From: nma@12000.org   
      
   On 12/1/2017 10:20 AM, Richard Fateman wrote:   
      
   >   
   > I think the smart way to do a lot of these,  and what is done   
   > at least in part by Maxima's specint, and I think inside Mathematica,   
   > is to change the integrand to a different representation as   
   > a Meyer G-function or hypergeometric function,  and then   
   > mess around with it (probably algorithmically, but maybe   
   > amenable to Rubi approach).

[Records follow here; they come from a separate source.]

PR #3040, opened 2019-05-26
Further refactor the viz postprocessor.

bangerth:
The patch looks complicated, but really does just three things: 
* It groups a bunch of member variables of the viz postprocessor class into a structure
* It makes a couple of member functions work on the members of this structure (obtained via a reference argument) instead of the former member variables of the surrounding class
* Create a member variable of this structure.

I do this because it will, in the next step, allow me to create a second one of these member variables of struct type so that I can deal with both cell and face output.

### DIFF
--- a/source/postprocess/visualization.cc
+++ b/source/postprocess/visualization.cc
@@ -27,6 +27,7 @@
 
 #include <deal.II/dofs/dof_tools.h>
 #include <deal.II/numerics/data_out.h>
+#include <deal.II/numerics/data_out_faces.h>
 
 #include <boost/archive/text_oarchive.hpp>
 #include <boost/archive/text_iarchive.hpp>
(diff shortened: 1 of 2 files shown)


source/postprocess/visualization.cc
```diff
@@ -343,8 +373,13 @@ namespace aspect
     template <int dim>
     template <typename DataOutType>
     std::string
-    Visualization<dim>::write_data_out_data(DataOutType &data_out)
+    Visualization<dim>::write_data_out_data(DataOutType &data_out,
+                                            OutputHistory                  &output_history) const
```
tjhei: this space before the variable name looks weird, can you fix?

bangerth:
Spacing fixed.

PR #3047, opened 2019-05-27
Fix: avoid MPI deadlock in constraints

tjhei:
In rare cases, the code to check if the ConstraintMatrix changed can
cause a deadlock (only some processes would invoke the MPI::sum to check
if the mesh changed).
For this to happen, the total number of DoFs has to stay the same during
refinement. Fix this by unconditionally doing the communication step.

### DIFF
--- a/doc/modules/changes/20190527_tjhei
+++ b/doc/modules/changes/20190527_tjhei
@@ -1,0 +1,3 @@
+New: Fix a rare deadlock caused by adaptive refinement in parallel runs.
+<br>
+(Timo Heister, 2019/05/27)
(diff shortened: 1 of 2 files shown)


tjhei:
@MFraters please check if this fixes your hang. If you have a small repo, we should make this a unit test (but please not with 480 MPI ranks).

MFraters:
Thanks for fixing this! I am now building a small testcase which hopefully reproduces the problem and I will then try the fix.

MFraters:
After a discussion with Timo, we decided not to invest time in making a specific fail case, because that will be hard. 

Although the pull request looks alright to me, and the tests pass, I do not feel confident enough with the code to merge it. So I think it would be good if someone else takes a look at it. I will rerun the model with this code, but it will take a about 3.63e5 seconds (~4.2 days) before I know whether it works...

tjhei:
I think this is okay to merge?

PR #3048, opened 2019-05-27
Added missing grid interpolator

bobmyhill:
InterpolatedUniformGridData is needed for some planned ascii data plugins, but is not yet implemented in deal.ii. This PR is a workaround for that problem. 

It has been tested using the new functionality in PR #3039.

### DIFF
--- a/include/aspect/compat.h
+++ b/include/aspect/compat.h
@@ -42,7 +42,7 @@ namespace aspect
    * deal.II (dealii/include/deal.II/base/function_lib.h)
    */
   template <int dim>
-  class InterpolatedUniformGridData : public dealii::Functions::InterpolatedUniformGridData<dim>
+  class InterpolatedUniformGridData : public dealii::Function<dim>
   {
     public:
       /**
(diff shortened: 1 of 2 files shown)


gassmoeller:
Specifically, this is for the `gradient` function of the class, correct? Also is there a corresponding PR for deal.II that you can link to from here?

include/aspect/compat.h
```diff
@@ -28,6 +28,353 @@
 #include <functional>
 #include <memory>
 
+#if !DEAL_II_VERSION_GTE(9,2,0)
```
tjhei: as it doesn't exist in deal.II yet (right?), I think we need to use this unconditionally here. Otherwise, you need to have a ``using `` directive in the ``#else`` branch, right?

include/aspect/compat.h
```diff
@@ -28,6 +28,353 @@
...
+       * The data that is to be interpolated.
+       */
+      const Table<dim, double> data_values;
+
+  };
+}
+
+namespace aspect
+{
+  DEAL_II_DISABLE_EXTRA_DIAGNOSTICS
```
tjhei: what warnings are you suppressing?

source/utilities.cc
```diff
@@ -1727,9 +1727,9 @@ namespace aspect
         {
           if (coordinate_values_are_equidistant)
             data[i]
-              = std_cxx14::make_unique<Functions::InterpolatedUniformGridData<dim>> (grid_extent,
-                                                                                     table_intervals,
-                                                                                     data_tables[dim+i]);
+              = std_cxx14::make_unique<aspect::InterpolatedUniformGridData<dim>> (grid_extent,
```
bangerth: If you move the function into a namespace `aspect::Functions::`, then you can avoid this change and, once the class is in deal.II, we can just disable it in aspect without having to change this place.

include/aspect/compat.h
bobmyhill: this is to suppress "functions unused" warnings. We don't know exactly why they appear - the functions are definitely used.

bobmyhill:
> Specifically, this is for the `gradient` function of the class, correct? Also is there a corresponding PR for deal.II that you can link to from here?

Correct. There isn't a deal.II PR yet.

include/aspect/compat.h
tjhei: can you try marking your functions ``inline`` instead?

include/aspect/compat.h
bobmyhill: Ok, so I'll remove this for the current PR, and we'll add it again when the changes are adding to deal.II.

bangerth: Yes.

gassmoeller:
Is this a blocker for #3039? If so, we should merge it and add the deal.II ifdef later. Otherwise we can leave it open until the deal.II PR is in.

bobmyhill:
> Is this a blocker for #3039? If so, we should merge it and add the deal.II ifdef later. Otherwise we can leave it open until the deal.II PR is in.

@gassmoeller I think we should merge this now.

gassmoeller:
That is not quite an answer to my question :wink:. Do you need this PR for #3039? If not, I would like to wait until the PR for deal.II is opened and do this right (including the ifdef). Otherwise somebody will have to come back in a few months and fix it, or it gets lost and this code sticks around forever.

bobmyhill:
We need it for a full implementation of what is intended for #3039. Without it, the ASCII data topography input will not work for some geometry models.

bangerth:
There's a dealii pull request here now: https://github.com/dealii/dealii/pull/8294

gassmoeller:
Alright, @bobmyhill please rebase and uncomment the ifdefs. The deal.II PR should hopefully be merged soon.

bangerth:
Thinking about it, we need to keep the class in unconditionally (without any `#if`) for the moment or those of us who have a deal.II dev version will have failures because the `#if` succeeds but the dev version doesn't have the patch in yet, or at least the version we have on our hard drive doesn't have it in yet.

include/aspect/compat.h
```diff
@@ -31,5 +31,357 @@
 // for std_cxx14::make_unique:
 #include <deal.II/base/std_cxx14/memory.h>
 
+#if !DEAL_II_VERSION_GTE(9,2,0)
```
bangerth: In other words, put a `//` in front of this line (and its corresponding ones below) and we remove it in a couple of weeks when deal.II dev has the missing functionality.

bobmyhill:
@gassmoeller Ok, done! :)

PR #3053, opened 2019-05-27
Rename a variable.

bangerth:
In #2972, @tjhei asked for a variable to be renamed but then merged without waiting for this to happen. This PR does the renaming.


bangerth:
Like many other PRs, only the supg test fails.

PR #3056, opened 2019-05-27
Provide an error message for a case we ran into this morning.

bangerth:
Would have saved us ten minutes of debugging.

### DIFF
--- a/source/simulator/helper_functions.cc
+++ b/source/simulator/helper_functions.cc
@@ -848,6 +848,13 @@ namespace aspect
       double temp[2];
       Utilities::MPI::sum (my_temp, mpi_communicator, temp);
 
+      Assert (temp[1] > 0,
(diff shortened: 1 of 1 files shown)


source/simulator/helper_functions.cc
```diff
@@ -848,6 +848,13 @@ namespace aspect
       double temp[2];
       Utilities::MPI::sum (my_temp, mpi_communicator, temp);
 
+      Assert (my_area > 0,
```
tjhei: what if one processor has no boundary part? 
```suggestion
      Assert (my_temp[1] > 0.0,
```

bangerth: Oh! Yes, fixed!

tjhei:
Risky click, but only SUPG fails...

PR #3062, opened 2019-05-27
Use the \degree symbol for degrees in the parameter descriptions.

bangerth:
Requires #3061.

Done with the command
```
perl -pi -e 's/\{\}\^\\\\circ/\\degree/g;' `find source | egrep '\.cc$'`
```
which is one of those things that seems completely normal to me...


bangerth:
See also #3044 and #3045.

bangerth:
Should be fixed now.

Then convert back to more   
   > common functions as possible (again using Rubi?)   
   >   
      
   If Rubi could integrate MeijerG, then this will convert   
   many special functions including Bessel*   
      
   restart;   
   convert( BesselY(1,x),'MeijerG');   
       MeijerG([[], [-1]], [[1/2, -1/2], [-1]], (1/4)*x^2)   
      
   convert( BesselI(1,x),'MeijerG');   
       -I*MeijerG([[], []], [[1/2], [-1/2]], -(1/4)*x^2)   
      
   convert( BesselJ(1,x),'MeijerG');   
       MeijerG([[], []], [[1/2], [-1/2]], (1/4)*x^2)   
      
   convert( BesselK(1,x),'MeijerG');   
       (1/2)*MeijerG([[], []], [[1/2, -1/2], []], (1/4)*x^2)   
      
   convert( BesselY(1/3,x),'MeijerG');   
        MeijerG([[], [-2/3]], [[1/6, -1/6], [-2/3]], (1/4)*x^2)   
      
   convert( BesselI(1/3,x),'MeijerG');   
      -(-1)^(5/6)*MeijerG([[], []], [[1/6], [-1/6]], -(1/4)*x^2)   
      
   convert( BesselJ(1/3,x),'MeijerG');   
       MeijerG([[], []], [[1/6], [-1/6]], (1/4)*x^2)   
      
   convert( BesselK(1/3,x),'MeijerG');   
       (1/2)*MeijerG([[], []], [[1/6, -1/6], []], (1/4)*x^2)   
      
      
   Therefore   
           int(BesselY(1,x),x)   
   would be the same as   
          int(MeijerG([[], [-1]], [[1/2, -1/2], [-1]], (1/4)*x^2),x)   
      
   Verified in Mathematica:   
      
   r1 = Integrate[MeijerG[{{}, {-1}}, {{1/2, -2^(-1)}, {-1}}, (1/4)*x^2], x]   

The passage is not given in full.